Rohin Shah comments on Empirical Observations of Objective Robustness Failures

Rohin Shah 24 Jun 2021 8:51 UTC
LW: 12 AF: 8
0
AF
Planned summary for the Alignment Newsletter:
This paper presents empirical demonstrations of failures of objective robustness. We’ve seen <@objective robustness@>(@2-D Robustness@) / <@inner alignment@>(@Inner Alignment: Explain like I’m 12 Edition@) / <@mesa optimization@>(@Risks from Learned Optimization in Advanced Machine Learning Systems@) before; if you aren’t familiar with it I recommend reading one of those articles (or their summaries) before continuing. This paper studies these failures in the context of deep reinforcement learning, and shows these failures in three cases:

1. In <@CoinRun@>(@Procgen Benchmark@), if you train an agent normally (where the rewarding coin is always at the rightmost end of the level), the agent learns to move to the right. If you randomize the coin location at test time, the agent will ignore it and instead run to the rightmost end of the level and jump. It still competently avoids obstacles and enemies: its capabilities are robust, but its objective is not. Using the interpretability tools from <@Understanding RL Vision@>, we find that the policy and value function pay much more attention to the right wall than to the coin.
2. Consider an agent trained to navigate to cheese that is always placed in the upper right corner of a maze. When the location of the cheese is randomized at test time, the agent continues to go to the upper right corner.

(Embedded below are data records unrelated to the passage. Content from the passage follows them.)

PR #2235, opened 2023-02-01
[msl-out] Update firstLeadingBit for signed integers

evahop:
Update `firstLeadingBit` to return `-1` when input is `0` or `-1`,
and return the index of the first set `0` bit for all other negative values.


src/back/msl/writer.rs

Alternatively, if the agent is trained to go to a yellow gem during training time, and at test time it is presented with a yellow star or a red gem, it will navigate towards the yellow star.
3. In the <@keys and chest environment@>(@A simple environment for showing mesa misalignment@), an agent trained in a setting where keys are rare will later collect too many keys once keys become commonplace.
Planned opinion:
I’m glad that these experiments have finally been run and we have actual empirical examples of the phenomenon—I especially like the CoinRun example, since it is particularly clear that in this case the capabilities are robust but the objective is not.